Informing Practitioners, Researchers & Policy Makers
Resources
Selecting and Implementing a Telemonitoring Program: Case Studies of Project ECHO
Extension for Community Healthcare Outcomes (Project ECHO) is a telementoring program for health professionals that uses adult learning techniques and interactive video technology to connect distal community providers with specialist and multidisciplinary teams in real-time collaborative sessions. Larson and Medved examine the adoption, implementation, and sustainability of ECHO programs at four academic medical centers in the journal Metropolitan Universities.

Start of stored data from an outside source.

PR #790, opened 2025-11-10
api: add AdditionalPrinterColumnPolicy and merge logic for additional…

yashpal2104:
… printer columns

### API change

### What the policy does 

### Backwards compatibility


yashpal2104:
The prow bot keeps removing the label `ok-to-test`

jakobmoellerdev:
I think it was something different. we needed https://github.com/kubernetes/test-infra/pull/35781 to land and I didnt lgtm that yet. lets wait a bit and see if the jobs pop up

yashpal2104:
A little help @jakobmoellerdev here I don't seem to understand why are the tests failing, I locally tested it and it did run fine

jakobmoellerdev:
were missing the hooked files in main: https://github.com/kubernetes-sigs/kro/tree/main/scripts/ci/presubmits

yashpal2104:
> were missing the hooked files in main: https://github.com/kubernetes-sigs/kro/tree/main/scripts/ci/presubmits

Anything I can do to help/fix out

jakobmoellerdev:
no worries, I created https://github.com/kubernetes-sigs/kro/pull/792 but will need an approver to ack this. Currently its kubecon time so give us a bit of turnaround

jakobmoellerdev:
please rebase, after that we should be good

api/v1alpha1/resourcegraphdefinition_types.go
```diff
@@ -16,7 +16,28 @@ package v1alpha1
...
+	runtime "k8s.io/apimachinery/pkg/runtime"
+)
+
+// AdditionalPrinterColumnPolicy defines how additional printer columns are applied to the generated CustomResourceDefinition (CRD). This policy controls whether user-provided columns replace or merge with the default columns.
+type AdditionalPrinterColumnPolicy string
+
+const (
+	// DefaultServiceAccountKey is the key to use for the default service account
+	// in the serviceAccounts map.
+	DefaultServiceAccountKey = "*"
```
jakobmoellerdev: I think this is a leftover from an accidental rebase from an older state where we still had service account selection. we removed this atm though, so lets not add the field here

config/crd/bases/kro.run_resourcegraphdefinitions.yaml
```diff
@@ -116,13 +116,33 @@ spec:
...
+                  additionalPrinterColumnPolicy:
+                    default: Replace
+                    description: |-
+                      AdditionalPrinterColumnPolicy defines additional printer columns
+                      that will be passed down to the created CRD. The default policy is "Replace".
+
+                      AdditionalPrinterColumnPolicy controls how provided additional printer
+                      columns via AdditionalPrinterColumns are applied to the generated CRD.
+
+                      - "Replace": uses the provided columns as is; if no or empty AdditionalPrinterColumns are provided, fallback to the default columns.
```
jakobmoellerdev, line 128: this looks very strange, please double check the entire description field and make sure it generates correctly

pkg/graph/crd/crd.go
```diff
@@ -103,10 +113,34 @@ func newCRDSchema(spec, status extv1.JSONSchemaProps, statusFieldsOverride bool)
...
+func newCRDAdditionalPrinterColumns(
+	policy v1alpha1.AdditionalPrinterColumnPolicy,
+	userCols []extv1.CustomResourceColumnDefinition,
+) []extv1.CustomResourceColumnDefinition {
+	if len(userCols) == 0 {
 		return defaultAdditionalPrinterColumns
 	}
 
-	return additionalPrinterColumns
+	// For backwards compatibility treat an empty policy string as Replace.
```
jakobmoellerdev: this needs more explanation i believe

pkg/graph/crd/crd.go
```diff
@@ -103,10 +113,34 @@ func newCRDSchema(spec, status extv1.JSONSchemaProps, statusFieldsOverride bool)
 	}
 }
 
-func newCRDAdditionalPrinterColumns(additionalPrinterColumns []extv1.CustomResourceColumnDefinition) []extv1.CustomResourceColumnDefinition {
-	if len(additionalPrinterColumns) == 0 {
+func newCRDAdditionalPrinterColumns(
```
jakobmoellerdev, line 129: nit: the function deserves some docs

config/crd/bases/kro.run_resourcegraphdefinitions.yaml
yashpal2104: Right I may have missed this since it was a merge conflict while I was commiting

api/v1alpha1/resourcegraphdefinition_types.go
yashpal2104: Yup I cherry picked the commit and it might have added it since I rebased it there

jakobmoellerdev (commented):
/lgtm
/hold

this is looking good to me now. just holding in favor of upcoming 0.6.1. Thanks for the work!

bschaatsbergen:
FYSA https://github.com/kubernetes-sigs/kro/pull/817 fixes the failing verify-lint job by marking the invoked script as executable (chmod).

yashpal2104:
> FYSA #817 fixes the failing verify-lint job by marking the invoked script as executable (chmod).

Is there something needed to do by me? Or will this issue be addressed in other PR? I cant seem to understand what seems to be failing since all the tests locally pass

jakobmoellerdev:
please rebase

a-hilaly:
looks like this PR needs a rebase. Can you PTAL @yashpal2104 ?

yashpal2104:
Not able to see the option to rebase here, Do I need to rebase it from VSCode/locally

yashpal2104:
Hey @a-hilaly tried manually resolving conflicts and it got way worse than it should have, should I create a new PR and cherry-pick the commits?

Help needed @jakobmoellerdev

jakobmoellerdev:
No worries. I recommend you to 

1. Checkout latest remote main of kubernetes-sigs/kro into a new branch
2. Then take the entire diff of this branch (your changes) and apply them in one commit to that new branch you just created
3. Then force push the contents of this branch into your `add-printercolumn-policy-crd` remote branch.

config/crd/bases/kro.run_resourcegraphdefinitions.yaml
```diff
@@ -0,0 +1,329 @@
+---
```
tjamet, line 1: This file was deleted in a previous commit.
It should not reappear, maybe a rebase issue or this is a bug in the generation?

pkg/controller/resourcegraphdefinition/controller.go
```diff
@@ -38,6 +38,10 @@ import (
 	"github.com/kubernetes-sigs/kro/pkg/metadata"
 )
 
+// +kubebuilder:rbac:groups=kro.run,resources=resourcegraphdefinitions,verbs=get;list;watch;create;update;patch;delete
+// +kubebuilder:rbac:groups=kro.run,resources=resourcegraphdefinitions/status,verbs=get;update;patch
+// +kubebuilder:rbac:groups=kro.run,resources=resourcegraphdefinitions/finalizers,verbs=update
+
```
tjamet, line 44: This also got removed in #819 we should not re-introduce it unless we re-introduce a working rbac generation

api/v1alpha1/resourcegraphdefinition_types.go
```diff
@@ -16,7 +16,24 @@ package v1alpha1
...
+
+// AdditionalPrinterColumnPolicy defines how additional printer columns are applied to the generated CustomResourceDefinition (CRD). This policy controls whether user-provided columns replace or merge with the default columns.
+type AdditionalPrinterColumnPolicy string
+
+const (
+	// AdditionalPrinterColumnPolicyReplace specifies that the provided additional
+	// printer columns should completely replace the default columns. If no
+	// AdditionalPrinterColumns are provided or the list is empty, the system
+	// will fall back to using the default columns.
+	AdditionalPrinterColumnPolicyReplace AdditionalPrinterColumnPolicy = "Replace"
```
tjamet, line 30: I don't think we should expose this. IMO there should be only supported way that behaves similarly to CRDs:
- If a user defines an `additionalPrinterColumns`, it gets added to the columns
- If a user overrides a column, there should be an additional column with the same title (like how CRD works with `Name`)
- There should probably be a policy forbidding to override KRO's defined columns (STATE, READY, AGE). That's an addition to CRDs, but it doesn't change the behaviour.

I see no reason where the KRO's added printed columns should be removed.
Kro objects should have consistent column data.

A side note that the proposed `Add` is confusing. It is currently some kind of `Merge` where the definition of a column content can be overridden rather than `Add`

jakobmoellerdev:
/close

closing as being superceded by https://github.com/kubernetes-sigs/kro/pull/825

Project ECHO: Review and Research Agenda
This paper introduces Project ECHO (Extension for Community Healthcare Outcomes), describes its core components as an intervention, and briefly recount its ascent as a way to bring specialty health care to underserved rural populations. We conclude with suggestions for future evaluation and research to improve its performance in the field as it scales out.
Strategies to Scale Up Social Programs: Pathways, Partnerships and Fidelity
This study funded by the Wallace Foundation and conducted by Larson, Dearing and Baker, assesses the conditions and circumstances that favor one scaling-up strategy over others. The primary focus is on collaboration and partnerships found in 45 social innovations that scaled up using different strategies.
An Agenda for Research on the Sustainability of Public Health Programs
In this American Journal of Public Health publication, Scheirer and Dearing provide guidance for research and evaluation of health program sustainability, including definitions and types of sustainability, specifications and measurements of dependent variables, definitions of independent variables or factors that influence sustainability, and suggestions for designs for research and data collection.
Design Research and the Diffusion of Innovations
This chapter in The Handbook of Design Research Methods in Education: Innovations in Science, Technology, Engineering and Mathematics Learning and Teaching by Larson and Dearing introduces the diffusion of innovation paradigm and explicates how, in the case of consequential innovations such as design research, diffusion operates. It poses questions that can facilitate a purposive diffusion strategy for accelerating the spread of design research as a new and effective methodology for use by educational researchers.
Designing for Diffusion of a Biomedical Intervention
In this American Journal of Preventive Medicine publication, Dearing, Larson and others apply what is known about diffusion to the general case of biomedical interventions and specifically pre-exposure prophylaxis (PrEP). It defines designing for diffusion as the taking of strategic steps early in the process of creating and refining an evidence-based intervention to increase its chances of being noticed, positively perceived, accessed, and tried and then adopted, implemented, and sustained in practice.
Diffusing STEM Pedagogies: The Role of Opinion Leaders
Larson and Meyer use literature and exploratory data to contrast awareness and persuasion and suggest that opinion leaders in academic departments can play a critical role in the diffusion of STEM pedagogies in this article from Metropolitan Universities.
Disseminating Proven Approaches to Physical Activity Promotion
Approaches from diffusion of innovations and social marketing are used to propose efficient means to promote and enhance the dissemination of evidence-based physical activity programs in this article by Dearing, Maibach and Buller published in the American Journal of Preventive Medicine .
How Centers Work: Building and Sustaining Academic Nonprofit Centers
In this publication from the W. K. Kellogg Foundation, Larson and Barnes share findings about the development and sustainability of academic nonprofit centers. They describe how these centers work – how they were created, who leads them, how they are lead, and how they gain academic credibility and institutional stability.
Local Reinvention of the CDC HIV Prevention Community Planning Initiative
In the Journal of Community Health, Larson, Dearing and others conclude that to fully achieve the potential of HIV prevention community planning a distinction should be drawn so that information-seeking tasks are centrally coordinated and decision-making tasks are decentralized.
Next Steps in Designing for Diffusion of Pre-Exposure Prophylaxis
Dearing, Norton and Larson suggest that pre-exposure prophylaxis, a biomedical intervention with potential to be highly effective if well implemented and used, appears well suited to sequential demonstration, first for experimental purposes with the objective of assessment of feasible delivery methods, and second for exemplary purposes with the objective of promoting its effective implementation in this article in the American Journal of Preventive Medicine.